【G大阪×浦和】決勝点での興梠オフサイド疑惑、審判部の見解は?
浦和の興梠慎三。写真:上岸卓史/(C)Takashi UEGISHI
エヴェルトンの一撃は「グッドゴール」。
[J1 7節] G大阪 0-1 浦和/2019年4月14日/パナソニックスタジアム吹田
浦和レッズ対ガンバ大阪の87分、CKの流れから浦和のエベェルトンがシュートを突き刺したが、その際、浦和の興梠慎三がオフサイドポジションにいた。そのため、後ろにいたGK東口順昭は視界を遮られるなど影響を受けており、オフサイドの反則だったのではないか? このシーンについて、4月16日に更新された「DAZN」の「Jリーグジャッジリプレイ」で、日本サッカー協会(JFA)審判委員会副委員長のレイモンド・オリバー氏が見解を示した。
問題のシーンでは、副審が興梠がオフサイドポジションにいたことを把握。飯田淳平主審が副審と協議したあと、ゴールを改めて認定している。
オリバー氏は次のように解説した。
「これはグッドゴールでした。競技規則では、まずGK(東口)の視界が完全に遮られてプレーに影響を与えていたかどうか。重要なのはボールが蹴られた瞬間です。ゴール裏からのビデオを見ると、GKはシュートの瞬間、ボールがはっきり見えていました」
「次に30番(興梠)がGKや他の選手に影響を与えているかどうか。影響を与えたかというのは、プレーしようとしたりしたか、または相手競技者のプレーを防いだりしたかどうか。(興梠はまったく動いていなかった)」
こうした状況は「ジグシーオフサイドシチュエーション」と呼ばれるという説明も行われた。

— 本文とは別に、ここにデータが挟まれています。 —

PR #26809, opened 2026-08-13
feat: serve generated images through the cdn image transform

bingjiez666:
## Summary

- return an `embedUrl` alongside the stored file URL from built-in image generation, pointing at the same R2 object through the Cloudflare Image Resizing transform
- tell the website generation prompt to embed that URL and to keep at most 3 image generations in flight
- put the actual concurrency limit into the `BUILT_IN_RUN_CONCURRENCY_LIMIT` message so callers stop guessing it

## Why

A controlled A/B on Website generation (two interleaved pairs, same template, brief, model and time window) showed the image stage accounting for the bulk of the regression when generation replaces stock-photo resolution. Two causes are addressable without touching the image model:

**PNG-only output.** `seedream4` declares `outputFormats: ["png"]`, so every generated website image is a lossless PNG and `--format jpeg` is rejected at the API. `r2ImageTransformUrl` already exists in `@vm0/core` and is used throughout the platform UI for thumbnails and previews, but nothing applied it to generated images. `PUBLIC_ARTIFACTS_BASE_URL` resolves to `cdn.vm7.io` / `cdn.vm0.io`, both of which are already in the transform host allowlist, so no storage move or allowlist change is needed. `format=auto` negotiates AVIF/WebP per request and `metadata=none` drops EXIF.

**Blind concurrency.** `RUN_BUILT_IN_MAX_IN_FLIGHT` is 3, but the 429 body only said "too many built-in generations in progress" without the number. One measured arm issued 71 calls for 30 images and took 40 HTTP 429s; at concurrency 3 the same workload retried zero times.

No width is requested yet — sizing per media slot needs the template slot geometry and is deliberately left out of this change.

## Behavior

| Surface | Before | After |
| --- | --- | --- |
| Image generate response | `url` only | `url` plus `embedUrl` through `/cdn-cgi/image/...` |
| `okou generate image` output | file URL | file URL, plus an `Embed this URL in HTML` line when it differs |
| Website prompt (API and CLI) | `seedream4` default only | also states the embed URL rule and the 3-in-flight limit |
| 429 concurrency body | limit unstated | states the limit and what to do |

`r2ImageTransformUrl` returns the input unchanged for a host outside the allowlist, so a non-CDN artifact base URL keeps today's behavior and the CLI prints no extra line.

## Verification

- `pnpm format`
- `NODE_OPTIONS=--max-old-space-size=3072 pnpm turbo run lint --concurrency=1 --log-order grouped` — 13/13 tasks, 0 errors
[...]

PR #26826, opened 2026-08-13
feat: reject unsupported image output formats in the cli

bingjiez666:
## Summary

- move the per-model image output-format table into `@vm0/core` as the single source of truth
- let `okou generate image` / `okou generate sprite` reject an unsupported `--format` locally instead of spending a round trip on the API's 400
- delete the duplicated `outputFormats` field from every `IMAGE_MODEL_CONFIGS` entry so the API reads the same table

Stacked on #26809 because both touch `image-generate.ts` and `zero-image-io-generate.service.ts`; base retargets to `main` once that merges.

## Why

`seedream4` declares `["png"]` and rejects `--format jpeg` with a 400, but nothing on the client side knows that: the CLI's help said only "Output format: png, webp, or jpeg". Every caller that wanted a compressed format learned it was unsupported by paying for a request first. Website generation defaults to `seedream4`, so this cost one wasted round trip per site.

The constraint already existed in `IMAGE_MODEL_CONFIGS.outputFormats`, but that table lives in the API service and is unreachable from the CLI. Moving it to `@vm0/core` lets both sides read one table rather than duplicating the constraint.

## Behavior

| Case | Before | After |
| --- | --- | --- |
| `--model seedream4 --format jpeg` | request sent, API 400 | fails locally: `seedream4 cannot output jpeg. Supported formats: png` |
| `--model qwen-image --format jpeg` | request sent | unchanged, request sent |
| `--model <unknown> --format jpeg` | request sent, API decides | unchanged, request sent |
| `--format` help | format list only | notes that support varies by model and that seedream4 is png only |

An unrecognized `--model` is deliberately not validated locally: model existence is the API's contract, and the CLI only checks the format/model combination for models present in the shared table.

The API keeps validating: `modelOutputFormats` throws if a configured alias is missing from the shared table, so a table/config mismatch fails fast instead of silently accepting every format.

## Verification

- `pnpm format`
- `NODE_OPTIONS=--max-old-space-size=3072 pnpm turbo run lint --concurrency=1 --log-order grouped` — 13/13 tasks, 0 errors
- `pnpm check-types` — 14/14 tasks
- `pnpm knip` — passed
- `apps/cli` `image.test.ts` — 21 passed, including two new cases: `seedream4 --format jpeg` fails without reaching the mocked endpoint, and `qwen-image --format jpeg` still sends the request
- `apps/api` `zero-image-io-generate.test.ts` — 20 passed, covering the unchanged server-side rejection after the table move


bingjiez666:
Closing without merging.

The original motivation was to stop paying a wasted round trip per site when the agent asked `seedream4` for `--format jpeg`. Two things changed that:

- #26809 serves generated images through the Cloudflare Image Resizing transform, so the browser negotiates AVIF/WebP regardless of the stored PNG. Getting a compressed output format out of the generator is no longer the point.
- Measured against the real cost, this was 1 rejected call out of 71 in the instrumented run. The 40 remaining failures were HTTP 429 from exceeding the 3-in-flight built-in generation limit, and that guidance already shipped in #26809.

What this PR still had going for it was deduplication: moving the per-model output-format table into `@okouai/core` and deleting the duplicated `outputFormats` field from all 11 `IMAGE_MODEL_CONFIGS` entries. That remains a reasonable cleanup, but it is not worth carrying a separate PR through the queue on its own right now.

The branch `feat/cli-validates-image-output-format` is left in place, so this can be reopened if the dedup is wanted later.

PR #26840, opened 2026-08-13
fix(api): preserve firewall execution metadata in run context

### LINKED ISSUE #26825: fix(api): preserve firewall execution metadata in run context snapshots
## Problem and evidence

The `run-context` Axiom snapshot is built from the same prepared
`storedContext` used for the runner job, but inline firewalls are rewritten
before ingestion:

- built-ins retain `{ kind: "builtin", name, baseUrlVars? }`;
- inline entries are reduced to `{ name, apis: [{ base, permissions? }] }`;
- inline `kind`, connector/API execution IDs, host policy, and all auth data are
  lost.

This makes the context view materially different from the firewall prepared for
the runner and prevents connector and inline model-provider auth diagnostics.
Current custom-connector and model-provider producers keep stored credential
values in the separate execution-secrets map and put `${{ secrets.NAME }}`
references in firewall auth. Connector definitions may also contain intentional
literal auth template text.

The storage format has a second constraint. #17220 records a production Axiom
1,024-field-limit incident caused by dynamic object keys in run-context rows.
Connector-defined `auth.headers` and `auth.query` keys cannot be written as raw
nested maps without recreating that failure class.

## Decision

Preserve the prepared firewall metadata in new run-context responses, including
auth and built-in `baseUrlVars`, through a backward-compatible, Axiom-stable
storage encoding.

Do not add firewall catalog identity or version metadata. Existing execution
fields such as `customConnectorId` and per-API `id` may be retained; they identify
the prepared inline execution entry and are not a catalog snapshot/version.

## Chosen direction

New inline Axiom entries will:

- retain top-level `name` and `apis`, so the previous API reader can continue
  returning its sanitized base/permission view during rollout or rollback;
- add `kind: "inline"`, optional execution IDs, host policy, permissions, and
  auth metadata;
- encode dynamic header/query records as fixed-shape `{ name, value }` entry
  arrays so connector-defined names remain values rather than Axiom fields.

The new reader will reconstruct an enriched top-level inline response:

```ts
{
  kind: "inline";
  name: string;
  customConnectorId?: string;
  apis: Array<{
    id?: string;
    base: string;
    hostPolicy?: FirewallBaseHostPolicy;
    auth: FirewallAuth;
    permissions?: FirewallPermission[];
  }>;
}
```

Keeping `name` and `apis` at the public top level also lets the previous web
client parse a new response through its sanitized inline schema. Historical
sanitized `{ name, apis }` rows remain readable and retain their historical
response shape. Compact built-in rows remain unchanged.

## Security boundary

- Preserve the auth strings that were prepared for execution, including secret
  references, auth base templates, fixed AWS SigV4 fields, and intentional
  connector-definition literals.
- Do not resolve secret references or read/decrypt credentials while building
  the snapshot.
- Integration tests must prove the actual custom-connector and model-provider
  credential values used by the run are absent from serialized Axiom events.
- Existing run-context endpoint authorization remains unchanged.

This change intentionally makes prepared auth template metadata visible to
authorized context viewers. It does not claim that arbitrary literal text in a
connector definition is secret-redacted.

## Alternatives considered

- **Raw execution entries:** structurally simplest, but dynamic auth map keys
  recreate the Axiom field-growth risk and previous API readers omit the inline
  envelope.
- **Encoded execution envelope:** bounds Axiom fields, but previous readers
  still omit inline firewalls during rollout/rollback.
- **Dual-write legacy and execution fields:** preserves both readers exactly,
  but duplicates the payload and adds precedence/cleanup debt when one
  compatible representation is sufficient.

## Risks and mitigations

- **Expanded diagnostic visibility:** auth references and definition literals
  become visible. Keep existing authorization and prove resolved stored secrets
  are not serialized.
- **Axiom schema growth:** encode header/query maps as entry arrays with fixed
  field names.
- **Rollback and old-client degradation:** keep top-level `name/apis`, allowing
  previous API readers and already-loaded web clients to preserve their current
  sanitized result.
- **Mixed historical/new response shapes:** retain the historical contract
  variant and update the known semantic consumer, connector diagnostics.
- **Malformed Axiom data:** normalize unknown rows before contract validation;
  fall back to valid historical base/permission data when an enriched row is
  only partially usable.

## Acceptance criteria

- A built-in firewall records its compact execution entry and `baseUrlVars`
  unchanged.
- A custom inline firewall response retains its execution entry, connector/API
  IDs, base, host policy, permissions, and auth templates.
- An inline model-provider firewall response retains its reference-based auth
  configuration.
- Axiom storage uses entry arrays, not dynamic nested maps, for header/query
  auth names.
- Serialized snapshot data contains the expected `${{ secrets.NAME }}`
  references but not the corresponding decrypted credential values.
- The run-context API validates and returns compact built-ins, new inline
  execution entries, and historical sanitized inline entries.
- A previous API reader can safely reduce a new inline stored row to its
  historical base/permission view.
- Connector diagnostics handle historical and new inline response variants
  equivalently.
- Relevant API contract, integration, type, lint, Knip, and normal build checks
  pass.

## Delivery and scope

This is one reviewable API/contract PR. It changes internal Axiom encoding and
the additive run-context response union; it does not change the runner queue or
claim protocol.

No historical backfill, claim-time network-policy change, catalog
reconstruction, catalog identity/version recording, environment-redaction
change, or Axiom delivery-guarantee change is included.

Relevant implementation areas:

- `turbo/apps/api/src/signals/services/agent-run-create.service.ts`
- `turbo/apps/api/src/signals/services/run-context-snapshot.service.ts`
- `turbo/apps/api/src/signals/services/connector-check.service.ts`
- `turbo/packages/api-contracts/src/contracts/zero-runs.ts`
- API route integration suites for run writes, reads, model-provider gateways,
  and connector diagnostics

Prior work: #17341 compacted built-in firewall snapshots while retaining the
sanitized inline debug shape.

seven332:
## Summary

- preserve prepared inline firewall execution metadata and unresolved auth references in run-context snapshots
- encode dynamic auth header/query keys as Axiom entry arrays while keeping the legacy top-level `name`/`apis` storage fallback
- return enriched inline firewalls at the compatible top level so previous API readers and already-loaded web clients degrade to the historical sanitized view
- keep historical, builtin, and connector diagnostic behavior compatible

## Security and compatibility

- credentials are never resolved into the snapshot; integration tests assert actual custom connector and model provider secret values are absent
- old and new API readers can consume each other's Axiom rows, and old and new web clients can consume each other's response shapes
- runner payloads, claim-time policy, and catalog identity/version remain unchanged

## Validation

- `pnpm format`
- `pnpm -F api lint`
- `pnpm check-types`
- focused API integration tests: 4 files, 196 tests passed
- API contract tests: 28 files, 543 tests passed
- `pnpm knip`
- `pnpm turbo run build --filter=api --filter=@okouai/app`

Closes #26825

### DIFF
--- a/turbo/apps/api/src/signals/routes/__tests__/run-lifecycle.bdd.test.ts
+++ b/turbo/apps/api/src/signals/routes/__tests__/run-lifecycle.bdd.test.ts
@@ -10237,6 +10237,42 @@ describe("RUN-02: custom connectors, grants, and network policies", () => {
     expect(customApi.auth?.query?.scope).toBe(
       `\${{ secrets.${scopeVariableKey} }}`,
     );
+    const runContextSnapshot = runContextSnapshotForRun(run.runId);
+    expect(runContextSnapshot.firewalls).toStrictEqual(
+      expect.arrayContaining([
+        expect.objectContaining({
+          kind: "inline",
+          name: internalName,
+          customConnectorId: saved.connector.id,
+          apis: expect.arrayContaining([
+            expect.objectContaining({
+              base: `https://xn--mnich-kva.${rand}.test/v1/`,
+              auth: {
+                headerEntries: [
+                  {
+                    name: "Authorization",
+                    value: `Bearer \${{ secrets.${secretKey} }}`,
+                  },
+                ],
+                queryEntries: [
+                  {
+                    name: "tenant",
+                    value: `\${{ secrets.${variableKey} }}`,
+                  },
+                  {
+                    name: "scope",
+                    value: `\${{ secrets.${scopeVariableKey} }}`,
+                  },
+                ],
+              },
+            }),
+          ]),
+        }),
+      ]),
+    );
+    expect(JSON.stringify(runContextSnapshot)).not.toContain(
+      "runtime-proposal-secret",
+    );
 
     const authBody = {
       encryptedSecrets: fw.encryptedSecretsBody({}),
@@ -11074,6 +11110,11 @@ describe("RUN-02: custom connectors, grants, and network policies", () => {
       }),
     ).toContain("zendesk");
     expect(findFirewallEntry(claim.firewalls, "zendesk")).toStrictEqual({
+      kind: "builtin",
+      name: "zendesk",
+      baseUrlVars: { ZENDESK_SUBDOMAIN: "xn--mnich-kva" },
+    });
+    expect(runContextSnapshotForRun(run.runId).firewalls).toContainEqual({
       kind: "builtin",
       name: "zendesk",
       baseUrlVars: { ZENDESK_SUBDOMAIN: "xn--mnich-kva" },
--- a/turbo/apps/api/src/signals/routes/__tests__/run-reads.bdd.test.ts
+++ b/turbo/apps/api/src/signals/routes/__tests__/run-reads.bdd.test.ts
@@ -2470,13 +2470,68 @@ describe("RUN-04: agent run telemetry families", () => {
             ],
             firewalls: [
               {
+                kind: "inline",
                 name: "test-fw",
+                customConnectorId: "11111111-1111-4111-8111-111111111111",
                 apis: [
                   {
+                    id: "test-fw:0",
                     base: "https://api.example.com",
+                    hostPolicy: { kind: "publicDestination" },
+                    auth: {
+                      headerEntries: [
+                        {
+                          name: "Authorization",
+                          value: `Bearer \${{ secrets.TEST_TOKEN }}`,
+                        },
+                      ],
+                      base: "https://auth.example.com",
+                      queryEntries: [
+                        {
+                          name: "api_key",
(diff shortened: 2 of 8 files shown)


seven332:
## Code Review: PR #26840

**Reviewed head:** `7c8d1288fa29b5b582484c4555184c7ac4853ae3`

### Summary

The change preserves the launch-time firewall execution metadata needed to inspect a run while keeping resolved secret values out of Axiom. The final top-level inline response shape remains readable by the previous browser contract, and the new API continues to accept historical sanitized rows. Built-in `baseUrlVars` are retained; catalog identity/version are intentionally excluded.

### Findings

No findings.

### Testing

- Formatting, API/API-contract lint, repository and focused type checks, and Knip passed.
- Focused API integration tests passed: 196 tests across 4 files.
- API-contract tests passed: 543 tests across 28 files.
- Normal API and app production builds passed.
- Codecov patch coverage is 95.45% against an 89.10% target; the check is green.

### Verdict

LGTM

「主審と副審がそれぞれ50パーセントの情報を持っています。副審からは30番(興梠)が明らかにオフサイドポジションにいることが分かります。そこで一旦、副審は旗を上げるわけです。一方、主審はGKの視界が遮られているかどうかを判断する唯一の審判員になっています。そこでお互い話し合って、最終的に判断を下しています」
そのように二人の情報を合わせて、最終的な判断を下した状況となった。
競技規則11条の2「オフサイド」では、ボールが味方競技者によってプレーまたは触られた瞬間にオフサイドポジションにいる競技者が、「明らかに相手競技者の視線を遮ることによって、相手競技者がボールをプレーする、または、プレーする可能性を妨げる」と記されている。
シュートを蹴られた『瞬間』に、『明らか』に視界が遮られているか。それが重視されていることを、オリバー氏も強調していた。
また、オフサイドポジションにいる興梠がまったくプレーに関与していなかったことも、判断の大きな材料だった。オリバー氏は次のようにも語った。
「オフサイドはそのポジションにいるだけでは反則になりません。関与したり、邪魔しようとしたりした時点で反則になります。立っているだけでは反則になりません」
そういった意味で、オリバー氏は主審と副審について、「いいポジション、卓越した判断、そしていいチームワークだったと言えると思います」と、今回の判定は問題がなかったと言っていた。
興梠がオフサイドポジションにいることでG大阪のDF陣もマークにつくなど引っ張り出されており、その意味で、プレーに関与していたのではないか? と受け止めることもできそうだが、その点については触れられなかった。興梠の何もしないという判断が、絶妙な”ナイスプレー”となった。
浦和のエベェルトンは来日初ゴールを記録。3試合ぶりの勝点3を獲得し、今週末の20日午後1時からホームでヴィッセル神戸と対戦する。一方、3連敗を喫したガンバ大阪は再びホームで20日午後4時から大分トリニータ戦が組まれている。